Who: Tate and Violet What: Truth telling When: Evening Where: The Complex lobby Warnings TBA
If he could dream, he would have written this off as a nightmare. But the dead couldn't dream. All they had was reality, and if this was his new reality, he was torn between wanting to go home, and wanting to embrace this... whatever this was supposed to be. Maybe it was the freedom, which seemed brand new to him, or maybe it was Violet, who didn't know the full extent of what he had done. Maybe it was not living in a house that was a giant cage full of people who hated him, with walls like iron bars and windows that let him look out to see his mother and that baby who always turned his head back to look up at him.
It was cold in Kansas, colder than he could remember California ever being, but Tate didn't feel the change in weather, not like the living would feel it. There was only the breeze in his face and the silence of his footsteps and the soft whishing of cars whose passengers didn't see him. They didn't see him on purpose. They didn't see him because he didn't want them to see him. Being invisible was so much easier. Nobody could look at you and see things that you didn't want them to see. Tate wished his kid was invisible too. Just so he didn't have to gaze out a window and accidentally catch a glimpse of the child's eyes.

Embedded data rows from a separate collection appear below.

Issue #3522, opened 2024-04-27
localtime_r shim uses TZ variable from the host, not the interpreted program


saethlin:
Currently the test suite may fail to pass, unless you run it with `TZ=UTC ./miri test`. This is because the `localtime_r` shim reads the `TZ` variable from the host on this line: https://github.com/rust-lang/miri/blob/f26bd28c4d0e96a3b855b7f544030ee593b3090a/src/shims/time.rs#L139-L140

In other words, this test code is ineffective: https://github.com/rust-lang/miri/blob/f26bd28c4d0e96a3b855b7f544030ee593b3090a/tests/pass-dep/shims/libc-misc.rs#L220-L222

I'm going to look into this.

cc @tiif @eduardosm

tiif:
Thanks for looking into this, and sorry for causing this. I ran into this issue while testing and discussed with @oli-obk before, but I thought there is something wrong with my machine, because  ``env::set_var`` works when I isolated it out in a test.
 
This is how the test looks like: 
In ``tests/pass-dep/shims/libc-misc.rs``
```rust
fn test_tz_var_setting() {
    use chrono::Local;
    use std::env;

    let key = "TZ";
    env::set_var(key, "GMT");
    assert_eq!(env::var(key), Ok("GMT".to_string()));
    let offset_in_second = Local::now().offset().local_minus_utc();
    // If the timezone is GMT, tm_gmtoff will be 0
    let tm_gmtoff = offset_in_second;
    assert_eq!(tm_gmtoff, 0);
    env::remove_var(key);
    assert!(env::var(key).is_err());
}
```
In ``test_dependencies/Cargo.toml``, add ``chrono`` to dependencies: 
```rust
[dependencies]
# all dependencies (and their transitive ones) listed here can be used in `tests/`.
libc = "0.2"
num_cpus = "1.10.1"
tempfile = "3"
chrono = "0.4.37"
```

This test still pass after I merged the latest update from master (commit ``f26bd28c``).

RalfJung:
> This is how the test looks like:

That's using `chrono::Local` *inside* the program, so when it does `env::get` it sees the variables of the interpreted program.

However, the shim uses `chrono::Local` on the host, so that will use the host's `env::get` instead of the one of the interpreted program.

tiif:
> That's using `chrono::Local` _inside_ the program, so when it does `env::get` it sees the variables of the interpreted program.

[...]

PR #3523, opened 2024-04-27
Use the interpreted program's TZ variable in localtime_r

saethlin:
This requires a bit of wiring and a new dependency, but the tests should correctly pass now regardless of what the host's time zone is.

Fixes https://github.com/rust-lang/miri/issues/3522

### DIFF
--- a/Cargo.lock
+++ b/Cargo.lock
@@ -38,21 +38,6 @@ dependencies = [
 ]
 
 [[package]]
-name = "android-tzdata"
-version = "0.1.1"
-source = "registry+https://github.com/rust-lang/crates.io-index"
-checksum = "e999941b234f3131b00bc13c22d06e8c5ff726d1b6318ac7eb276997bbb4fef0"
-
-[[package]]
-name = "android_system_properties"
-version = "0.1.5"
-source = "registry+https://github.com/rust-lang/crates.io-index"
-checksum = "819e7219dbd41043ac279b19830f2efc897156490d7fd6ea916720117ee66311"
-dependencies = [
- "libc",
-]
-
-[[package]]
 name = "annotate-snippets"
 version = "0.9.2"
 source = "registry+https://github.com/rust-lang/crates.io-index"
@@ -122,12 +107,6 @@ dependencies = [
 ]
 
 [[package]]
-name = "bumpalo"
-version = "3.16.0"
-source = "registry+https://github.com/rust-lang/crates.io-index"
-checksum = "79296716171880943b8470b5f8d03aa55eb2e645a4874bdbb28adb49162e012c"
-
-[[package]]
 name = "camino"
 version = "1.1.6"
 source = "registry+https://github.com/rust-lang/crates.io-index"
@@ -177,10 +156,29 @@ version = "0.4.38"
 source = "registry+https://github.com/rust-lang/crates.io-index"
 checksum = "a21f936df1771bf62b77f047b726c4625ff2e8aa607c01ec06e5a05bd8463401"
 dependencies = [
- "android-tzdata",
- "iana-time-zone",
  "num-traits",
- "windows-targets 0.52.3",
+]
+
+[[package]]
+name = "chrono-tz"
+version = "0.9.0"
+source = "registry+https://github.com/rust-lang/crates.io-index"
+checksum = "93698b29de5e97ad0ae26447b344c482a7284c737d9ddc5f9e52b74a336671bb"
+dependencies = [
+ "chrono",
+ "chrono-tz-build",
+ "phf",
+]
+
+[[package]]
+name = "chrono-tz-build"
+version = "0.3.0"
+source = "registry+https://github.com/rust-lang/crates.io-index"
+checksum = "0c088aee841df9c3041febbb73934cfc39708749bf96dc827e3359cd39ef11b1"
+dependencies = [
+ "parse-zoneinfo",
+ "phf",
+ "phf_codegen",
 ]
 
 [[package]]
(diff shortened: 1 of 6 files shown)


Cargo.lock
```diff
@@ -690,6 +712,15 @@ dependencies = [
  "windows-targets 0.48.5",
 ]
 
+[[package]]
+name = "parse-zoneinfo"
+version = "0.1.1"
+source = "registry+https://github.com/rust-lang/crates.io-index"
+checksum = "f4ee19a3656dadae35a33467f9714f1228dd34766dbe49e10e656b5296867aea"
+dependencies = [
+ "regex 0.2.11",
```
RalfJung, line 721: This is an ancient version of the regex crate -- is parse-zoneinfo even still maintained?

I don't think it would be good to bring such an ancient regex back into the rustc workspace.

RalfJung: Ah the main issue is that this version of parse-zoneinfo is from 6 years ago. There's version 0.3.0 from 4 years ago that uses a more recent `regex`.

I don't think we should add a dependency on regex 0.2. That's just too old.

Cargo.toml
```diff
@@ -25,6 +25,7 @@ aes = { version = "0.8.3", features = ["hazmat"] }
 measureme = "11"
 ctrlc = "3.2.5"
 chrono = { version = "0.4.38", default-features = false, features = ["clock"] }
+chrono-tz = "0.4"
```
RalfJung, line 28: Why did you add such an ancient version of chrono-tz? The current version is 0.9.

src/shims/time.rs
```diff
@@ -136,8 +138,16 @@ pub trait EvalContextExt<'mir, 'tcx: 'mir>: crate::MiriInterpCxExt<'mir, 'tcx> {
             .unwrap();
         let dt_utc: DateTime<Utc> =
             DateTime::from_timestamp(sec_since_epoch, 0).expect("Invalid timestamp");
+
+        // Figure out what time zone is in use
+        let tz = this.get_var(OsStr::new("TZ"))?.unwrap_or_else(|| OsString::from("UTC"));
+        let tz = match tz.into_string() {
+            Ok(tz) => Tz::from_str(&tz).unwrap_or(Tz::Zulu),
+            _ => Tz::Zulu,
```
RalfJung, line 146: Why is Zulu the fallback, not UTC...?

src/shims/time.rs
```diff
@@ -146,17 +156,17 @@ pub trait EvalContextExt<'mir, 'tcx: 'mir>: crate::MiriInterpCxExt<'mir, 'tcx> {
 
         // tm_zone represents the timezone value in the form of: +0730, +08, -0730 or -08.
         // This may not be consistent with libc::localtime_r's result.
-        let offset_in_second = Local::now().offset().local_minus_utc();
-        let tm_gmtoff = offset_in_second;
+        let offset_in_seconds = Utc::now().with_timezone(&tz).offset().fix().local_minus_utc();
```
RalfJung, line 159: Can't `dt` be used for this, why do we need `Utc::now`?

Cargo.toml
```diff
@@ -25,6 +25,7 @@ aes = { version = "0.8.3", features = ["hazmat"] }
 measureme = "11"
 ctrlc = "3.2.5"
 chrono = { version = "0.4.38", default-features = false, features = ["clock"] }
```
RalfJung, line 27: If I understand the docs correctly, we don't need the `clock` feature any more?

Cargo.toml
saethlin: Probably because 4 looks like 9.

src/shims/unix/env.rs
```diff
@@ -70,6 +70,27 @@ impl<'tcx> UnixEnvVars<'tcx> {
...
+        let _vars_ptr = ecx.read_pointer(&self.environ)?;
+        let Some(var_ptr) = self.map.get(name) else {
+            return Ok(None);
+        };
+        // The offset is used to strip the "{name}=" part of the string.
+        let var_ptr = var_ptr.offset(
+            Size::from_bytes(u64::try_from(name.len()).unwrap().checked_add(1).unwrap()),
+            ecx,
+        )?;
+        ecx.read_os_str_from_c_str(var_ptr).map(|s| Some(s.to_owned()))
```
RalfJung, line 92: This duplicates a bunch of code in `getenv`, doesn't it? Can the code be shared, e.g. by having getenv call this?

src/shims/env.rs
```diff
@@ -99,4 +99,15 @@ impl<'tcx> EnvVars<'tcx> {
 }
 
 impl<'mir, 'tcx: 'mir> EvalContextExt<'mir, 'tcx> for crate::MiriInterpCx<'mir, 'tcx> {}
-pub trait EvalContextExt<'mir, 'tcx: 'mir>: crate::MiriInterpCxExt<'mir, 'tcx> {}
+pub trait EvalContextExt<'mir, 'tcx: 'mir>: crate::MiriInterpCxExt<'mir, 'tcx> {
+    /// Try to get an environment variable from the interpreted program's environment. This is
+    /// useful for implementing shims which are documented to read from the environment.
+    fn get_var(&mut self, name: &OsStr) -> InterpResult<'tcx, Option<OsString>> {
```
RalfJung, line 105: `get_env_var` may be better since this is a global namespace.

src/shims/unix/env.rs
saethlin: It does duplicate some code. `getenv` can't call it as-written but with some rearrangement it's possible to share the logic.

Doing this all over again was torture. The first time around had been a disaster and this time around couldn't possibly be any different. That woman who had typed out his secrets and sent them to Violet, that woman made his chest hurt and his hands shake, and if this had been three years ago, Tate thought he'd probably have wanted to gut her. Now, however, he just wanted her to go away. Crawling into a dark corner sounded like a good idea. But there was Violet to think about, and he couldn't leave her wondering.
Tate had not arrived wearing a jacket, but there was a jacket that he didn't need on him now. There was no appearing behind her like he'd always been there, no coming through a wall, no coming out of nowhere. He pulled the door open, stepped inside and waited for her to come to him first.